Data for review Start Marker

PR #450, opened 2025-04-07
Fixed incorrect dependencies provided by Package.GetDependencies

### LINKED ISSUE #433: Incorrect & inconsistent dependencies parsed from package-lock.json
Reproduce with [package-lock.json](https://github.com/user-attachments/files/19487291/package-lock.json)

Test with following code at  https://github.com/safedep/vet/blob/c156f542743e90ee11bc66c17ac770bc57619105/pkg/reporter/summary.go#L147-L151

```golang
deps, _ := pkg.GetDependencies()
fmt.Print("Package -", pkg.GetPackageUrl(), " deps -", len(deps), ": ")
for _, dep := range deps {
	fmt.Print(dep.GetName(), ", ")
}
fmt.Println()
```

Run -
```bash
vet -d -l - scan -M ~/Downloads/package-lock.json
```

OmkarPh:
Fixes #433

### DIFF
--- a/pkg/models/models.go
+++ b/pkg/models/models.go
@@ -460,16 +460,14 @@ func (p *Package) GetDependencies() ([]*Package, error) {
 
 	nodes := graph.GetNodes()
 	for _, node := range nodes {
-		if node.Root {
-			continue
-		}
-
 		if node.Data == nil {
 			continue
 		}
 
-		if p.GetName() != node.Data.GetName() &&
-			p.GetVersion() != node.Data.GetVersion() &&
+		// Multiple versions of the same package can exist in the graph,
+		// find the one that matches the package name, version & ecosystem
+		if p.GetName() != node.Data.GetName() ||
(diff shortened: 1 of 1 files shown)


pkg/models/models.go
```diff
@@ -460,16 +460,14 @@ func (p *Package) GetDependencies() ([]*Package, error) {
...
-
 		if node.Data == nil {
 			continue
 		}
 
-		if p.GetName() != node.Data.GetName() &&
-			p.GetVersion() != node.Data.GetVersion() &&
+		// Multiple versions of the same package can exist in the graph,
+		// find the one that matches the package name, version & ecosystem
+		if p.GetName() != node.Data.GetName() ||
```
abhisek, line 469: @OmkarPh Can we have a test case reproducing the issue and validating the fix?

abhisek (approved):

PR #1840, opened 2018-12-10
Use coveralls-reborn for rails-edge.

dblock:
Attempt at fixing CI.


myxoh:
Thank you

LeFnord:
@dblock let you run coberalls with that change?

Issue #1841, opened 2018-12-12
File type validator not checking the type of :tempfile


Nyangawa:
Consider following parameter declaration
```ruby
      params do
        requires :file, type: File, desc: 'The file to be uploaded'
      end
```

Currently, the File validator is only validating the existence of key :tempfile
```ruby
# lib/grape/validations/types/file.rb
        def value_coerced?(value)
          # Rack::Request creates a Hash with filename,
          # content type and an IO object. Do a bit of basic
          # duck-typing.
          value.is_a?(::Hash) && value.key?(:tempfile)
        end
```

Rack will set `params[:file][:tempfile]` to a `TempFile` object and `params[:file][:filename]` to a `String` if the end user really uploads a file.

However, the value of `params[:file][:tempfile]` is easily controllable by sending a normal POST request
```
curl -F "file[tempfile]=/etc/passwd" -F "file[filename]=myfile" http://host:port
```

Here the request will pass the check `value.key?(:tempfile)` while it's not a valid file uploading request in fact.

I think this issue is a risk and has caused some security issues (https://nvd.nist.gov/vuln/detail/CVE-2018-18649 for example). So I suggest to patch this validator to validate the type of :tempfile. Here is a [great example](https://gitlab.com/gitlab-org/gitlab-ce/blob/master/lib/api/validations/types/safe_file.rb)

dblock:
This makes sense, appreciate a PR.

Nyangawa:
Sure, PR submitted

dm1try:
PR totally makes sense

but the code below is 😢
```
File.read(attrs[:file][:tempfile]) # instead of attrs[:file][:tempfile].read
```
`File.read(Tempfile.new)`  is even [undocumented](https://ruby-doc.org/core-2.5.0/IO.html#method-c-read)

dblock:
Closed via https://github.com/ruby-grape/grape/pull/1844.

dblock:
@dm1try I think the whole point is that it can be a `String` which would cause you to read a file on the system like `/etc/passwd` and better safe than sorry.

PR #1844, opened 2018-12-13
fix: enforce tempfile to be a Tempfile object

Nyangawa:
#1841


spec/grape/validations/validators/coerce_spec.rb
```diff
@@ -397,6 +397,10 @@ def self.parsed?(value)
         post '/upload', file: 'not a file'
         expect(last_response.status).to eq(400)
         expect(last_response.body).to eq('file is invalid')
+
+        post '/upload', file: { filename: 'fake file', tempfile: '/etc/passwd' }
+        expect(last_response.status).to eq(400)
+        expect(last_response.body).to eq('file is invalid')
```
dblock: I know we're just copy-pasting, but for next time each of these should be a separate spec with a `before` block that sets up the `subject`.

dblock:
Perfect, thanks.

Data for review End Marker

# Exercise details:
Only the number is wanted: how many lines in the data include the word "passwd"?

# Answer space:
3